12. What is your reading comfort zone? Ha! I didn’t read ahead. My answer: good writing. Compelling subjects.

15. What is your policy on book lending? More promiscuous than I probably should be, which results in the loss of books (often coinciding with relationships), but knowledge is meant to be spread, like certain other substances.

17. Do you ever write in the margins of your books? Constantly. I developed this habit around the time I started this blog.

27. Most inspirational book you’ve read this year (fiction or non-fiction)? Probably Stumbling on Happiness, although I think I’ve read it before too, mostly because it offers a lot of material presented well in a small space that caused me to substantially revise a large number of my positions and opinions. Very few books accomplish this.

32. If you could read in a foreign language, which language would you chose? Spanish, probably, which is boring but practical.
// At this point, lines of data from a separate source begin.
PR #121, opened 2020-12-13
test: Use pytest for testing

### LINKED ISSUE #112: Reduce testing time in  travis
### Change Type
[ ] Refactor/Enhancement
[ ] Testing
[x] CI/CD
[ ] Other

### Proposed Changes

Reduce the testing time in travis by reducing the number of python and django compatibility versions.
We can use the most first and most recent version that our app is compatible with.
#### For python:
- 3.6
- 3.8

#### django:
- 2.1
- 3.1
- django-master

### LINKED ISSUE #119: Use pytest-django for testing
### Change Type
[ ] Refactor/Enhancement
[x] Testing
[ ] CI/CD
[ ] Other

### Proposed Changes
- only tests that need database access can be marked explicitly -> this will help in reducing the time required to run newer tests.(all test cases that import django's `TestCase` are implicitly given the database access.)
- all assertions can be made with the simple `assert` statement without having to remember `assertEqual`. `assertDictEqual` etc
- all existing tests will continue to run, but may be migrated if need arises.
- all other performance improvements of `pytest` can be utilized.
- tests can be run with `pytest` command.

abhiabhi94:
- also fix some tests that required patching settings.
- reducing time for tox tests by running it for lesser environments(still cover all versions)
- add support for python3.9

fix #119
fix #112

### DIFF
--- a/comment/tests/test_models.py
+++ b/comment/tests/test_models.py
@@ -40,16 +40,16 @@ class CommentModelTest(BaseCommentManagerTest):
         comment = self.create_anonymous_comment(posted=timezone.now() - timezone.timedelta(days=1))
         self.assertFalse(comment.is_edited)
 
+    @patch.object(settings, 'COMMENT_FLAGS_ALLOWED', 1)
     def test_replies_method(self):
-        self.assertEqual(self.parent_comment_2.replies().count(), 3)
-
-        settings.COMMENT_FLAGS_ALLOWED = 1
+        init_count = self.parent_comment_2.replies().count()
         reply = self.parent_comment_2.replies().first()
         self.create_flag_instance(self.user_1, reply)
         self.create_flag_instance(self.user_2, reply)
-        # default replies hide flagged comment
-        self.assertEqual(self.parent_comment_2.replies().count(), 2)
-        self.assertEqual(self.parent_comment_2.replies(include_flagged=True).count(), 3)
+        with patch.object(settings, 'COMMENT_SHOW_FLAGGED', False):
+            # default replies hide flagged comment
+            self.assertEqual(self.parent_comment_2.replies().count(), init_count - 1)
+        self.assertEqual(self.parent_comment_2.replies(include_flagged=True).count(), init_count)
 
     @patch('comment.models.comments.hasattr')
     def test_is_flagged_property(self, mocked_hasattr):
--- a/comment/tests/test_utils.py
+++ b/comment/tests/test_utils.py
@@ -1,4 +1,3 @@
-from unittest import TestCase
 from unittest.mock import patch
 
 from django.utils import timezone
@@ -337,36 +336,34 @@ class TestProcessAnonymousCommenting(BaseAnonymousCommentTest, BaseCommentUtilsT
         self.assertEqual(EmailInfo.CONFIRMATION_SENT, response)
 
 
-class UtilsTest(TestCase):
+class TestUtils:
     """Test general purpose utilities that aren't necessarily related to a comment"""
-
-    def setUp(self):
-        self.len_id = 6
+    len_id = 6
 
     def test_id_generator_length(self):
-        self.assertEqual(self.len_id, len(id_generator()))
+        assert self.len_id == len(id_generator())
 
     def test_id_generator_generates_different_ids(self):
-        self.assertNotEqual(id_generator(), id_generator())
+        assert id_generator() != id_generator()
 
     def test_id_generator_prefix(self):
         prefix = 'comment'
         output = id_generator(prefix=prefix)
-        self.assertEqual(True, output.startswith(prefix))
-        self.assertEqual(self.len_id + len(prefix), len(output))
+        assert output.startswith(prefix) is True
+        assert self.len_id + len(prefix) == len(output)
 
     def test_id_generator_suffix(self):
         suffix = 'comment'
         output = id_generator(suffix=suffix)
-        self.assertEqual(True, output.endswith(suffix))
-        self.assertEqual(self.len_id + len(suffix), len(output))
+        assert output.endswith(suffix) is True
+        assert self.len_id + len(suffix) == len(output)
 
     def test_id_generator_chars(self):
-        import string   # flake8:no qa
+        import string
         chars = string.ascii_uppercase
         output = id_generator(chars=chars)
-        self.assertEqual(output, output.upper())
+        assert output == output.upper()
 
     def test_id_generator_len(self):
         len_id = 8
-        self.assertEqual(len_id, len(id_generator(len_id=len_id)))
+        assert len_id == len(id_generator(len_id=len_id))
--- a/.travis.yml
+++ b/.travis.yml
@@ -5,12 +5,9 @@ cache: pip
 
 python:
   - 3.6
-  - 3.7
-  - 3.8
+  - 3.9
 env:
   - DJANGO=2.1
-  - DJANGO=2.2
-  - DJANGO=3.0
   - DJANGO=3.1
   - DJANGO=master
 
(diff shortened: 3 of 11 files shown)


comment/tests/test_utils.py
```diff
@@ -337,36 +336,34 @@ def test_for_drf(self):
...
-        self.len_id = 6
+    len_id = 6
 
     def test_id_generator_length(self):
-        self.assertEqual(self.len_id, len(id_generator()))
+        assert self.len_id == len(id_generator())
 
     def test_id_generator_generates_different_ids(self):
-        self.assertNotEqual(id_generator(), id_generator())
+        assert id_generator() != id_generator()
```
Radi85, line 347: can you please change this test as suggested to get rid of SonarLint error
```suggestion
        first_id = id_generator()
        second_id = id_generator()
        assert first_id != second_id
```

comment/tests/test_utils.py
```diff
@@ -337,36 +336,34 @@ def test_for_drf(self):
         self.assertEqual(EmailInfo.CONFIRMATION_SENT, response)
 
 
-class UtilsTest(TestCase):
+class TestUtils:
```
Radi85, line 339: Why `TestCase` is removed from this test only? I would prefer using the `self.assert*` rather than python assert keyword.

Radi85 (changes requested):
In general I have compared current test with pytest and the current test is still faster. So do you think we need pytest anymore?!
Also can you please remove the text related to the icon from your commit? It's nice on github but let's try to not spam the commits/git history with icon text.

comment/tests/test_models.py
```diff
@@ -40,16 +40,16 @@ def test_is_edited_for_anonymous_comment(self):
         comment = self.create_anonymous_comment(posted=timezone.now() - timezone.timedelta(days=1))
         self.assertFalse(comment.is_edited)
 
+    @patch.object(settings, 'COMMENT_FLAGS_ALLOWED', 1)
```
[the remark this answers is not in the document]
abhiabhi94: no, it is not.

comment/tests/test_utils.py
abhiabhi94: > Why TestCase is removed from this test only?

this is a luxury that you can use with `pytest`. You don't need to pass `unittest`'s `TestCase` or even django's `TestCase` when using `pytest-django`, it does it for you. You can read more about it in their documentation https://docs.pytest.org/en/latest/.

There is a bit of magic, it doesn't necessarily use `python's` `assert` statement. It automatically does some magic behind the scenes and does all the comparison for you so that you don't have to remember and write different statements(`self.assertEqual`, `self.assertTrue`) for different use-cases.

> I would prefer using the self.assert* rather than python assert keyword.

If that is the case, there is very little point in switching to the `pytest`. Feel free to close this one then.

abhiabhi94:
> In general I have compared current test with pytest and the current test is still faster. So do you think we need pytest anymore?!

In order to reduce the time, we will need to re-write most of the current tests. I don't think I meant that at any stage.  What I meant was if we need `pytest`'s  functionality to write newer tests, they can be faster and cleaner.

> Also can you please remove the text related to the icon from your commit? It's nice on github but let's try to not spam the commits/git history with icon text.

okay :cry:, although spam is too strong a word. if it were "spam", it probably wouldn't have been used in framework as popular as `fastapi`(https://github.com/tiangolo/fastapi)

comment/tests/test_utils.py
Radi85: I see that the form of assertion `self.assertEqual` and `self.assertTrue`  is more explicit on the type of the value that's why I would prefer it.
Moreover, I wouldn't prefer to stick with one testing framework.

You have already done the work for #112, if you like you can just revert pytest changes and we can still merge this PR.

comment/tests/test_models.py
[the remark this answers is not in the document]
Radi85: you are right!
The variable name points to a boolean value. I think this name would be more descriptive `COMMENT_MAX_FLAGS_NUMBER_ALLOWED `

Radi85:
> okay 😢, although spam maybe is too strong a word. if it were "spam", it probably wouldn't have been used in framework as popular as `fastapi`(https://github.com/tiangolo/fastapi)

I have two points on this topic:

1. If a style or tech is used in another project, that doesn't mean it is a GOOD choice.
2. Using this fancy icon requires special fonts for the terminal, below is the difference between our git tree and fastapi git tree
Fastapi:
```
* 4fdcdf3 (HEAD -> master, origin/master, origin/HEAD) 📝 Update release notes
* e2a6341 📝 Update Uvicorn installation instructions to use uvicorn[standard] (includes uvloop) (#2543)
* 7046d80 📝 Update release notes
* 9f89399 🌐 Add docs lang selector widget (#2542)
* ed0fe9f 📝 Update release notes
* 6e9b771 🐛 Fix docs overrides directory for translations (#2541)
```

Our tree:
```
* 558ec50 (origin/master, origin/HEAD, master) :recycle: refactor: Clean up views
| * e9b43f1 (pytest) :white_check_mark: test: Use pytest for testing
|/  
* 1c2359e (tag: v2.5.1, staging) fix(#114): fix version issue
* 6de6055 fix: rename user and profile serializers
* 7ca4f11 update issue templates
```
I don't like to see such commit `:white_check_mark: test: Use pytest for testing` in the git history
while I don't mind with this `📝 test: Use pytest for testing`.

comment/tests/test_utils.py
abhiabhi94: The current change to `pytest` was made after the issue was discussed. Reverting things because one of us doesn't like the change, seems a lot of waste of time for both of us. This also makes the process more irritating than enjoyable for me.

I think we need to build consensus and be more clear before any code is written so that both of us doesn't waste time.

comment/tests/test_models.py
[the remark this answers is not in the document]
abhiabhi94: > The variable name points to a boolean value.

something like `COMMONT_IS_FLAG_ALLOWED` appears more outrightly boolean to me.

>  I think this name would be more descriptive COMMENT_MAX_FLAGS_NUMBER_ALLOWED

this seems to be more of a whimsical comment to me :laughing: , `COMMENT_MAX_FLAG_ALLOWED` seems better to me but any such change will require a major version bump. Also, if we go down this route, maybe we might need to change almost all of the defaults.

abhiabhi94:
> If a style or tech is used in another project, that doesn't mean it is a GOOD choice.

I never said anything about this being good or bad. You might be going down the route of Strawman argument.


> I don't like to see such commit :white_check_mark: test: Use pytest for testing in the git history
while I don't mind with this 📝 test: Use pytest for testing.

I will do it as you say, but maybe I want more creative freedom around the project. I do agree that the icon text just has somethat of overhead, but I like it :sob:

comment/tests/test_utils.py
Radi85: First of all I would appreciate you contribution to the project.
There should not be an issue if we try something and revert it after finding out that it doesn't fit our need.
In regard to the pytest, I have told you that I never used this framework and didn't have time to fiddle with it before you implement the changes so I am sorry to waste your time.

Lastly, I think it is a good time to create some labels to tag issues that are ready for implementation to avoid wasting people's time :)

abhiabhi94:
@Radi85 it seems wise to me to close this pull-request and make a new one for #112

I'm doing as of what you say, but `pytest` seems a cleaner framework to me to write tests. Maybe you too will realize this someday and remember the day I said this :laughing: 

Also, jokes apart some current tests were actually passing because of the sequence in which `django`'s `unittest` runs them. Independently they should have been patched with mock settings. I will see that I fix that too in the newer one.

Lastly, one more thing, and I kind of feel a bit weird doing this, but wanted to tell you that I was looking for a job. It would be great of you, if you have any opening where you can refer me.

36. How many books do you usually have checked out of the library at any given time? Couple dozen. Grad students, man…

38. Favorite fictional character? Gandalf, probably, or at least he’s the most cited by me.

39. Favorite fictional villain? Jorge of Burgos from The Name of the Rose, mostly because he was also the most unexpected, the most brilliant, the most intelligently villainous. He has a reason for being the way he is, however twisted his reasoning may be.
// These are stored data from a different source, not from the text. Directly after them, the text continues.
PR #319, opened 2021-11-13
Fixes issue 318

### LINKED ISSUE #318: Exceeded marker in importing viewpoint data
### Summary
During importing some viewpoint data, there is a bug reporting the marker has exceeded the limitation. This could be potentially due to the different line break format between Windows (CRLF) and Unix (Mac and Linux, LF). It is safer to correct the importing format by considering the situation when there are more information to be read.
image

### Technical Info
* PsPM version: 5.1.2
* MATLAB version: 2021b

teddychao:
Fixes #318.

- Update message detection by restricting the marker in `import_viewpoint_test`.


teddychao:
We have updated to resolve this issue in this pull request: https://github.com/bachlab/PsPM/blob/ef6f9b741b4ee36af5840c067eebcf8045f727d1/test/import_viewpoint_test.m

41. The longest I’ve gone without reading? A couple days, maybe?

42. Name a book that you could/would not finish. I stop books constantly. Lately: Mistwood by Leah Cypress. I never got through an entire Jane Austen novel until I read James Wood’s How Fiction Works, which taught me how to read Austen.

46. The most money I’ve ever spent in the bookstore at one time?. About a hundred pounds, when I was studying abroad in England. I was depressed at the time. Some take it out in the pub, I take it out elsewhere…

48. What would cause you to stop reading a book half-way through? Bad writing; repetitive; blather; filling space; not being compelling; failing to be genuinely novel or interesting. Note that most of these reasons apply both to fiction and nonfiction.

50. Do you prefer to keep books or give them away once you’ve read them? Keep, mostly, although this is becoming a problem over time.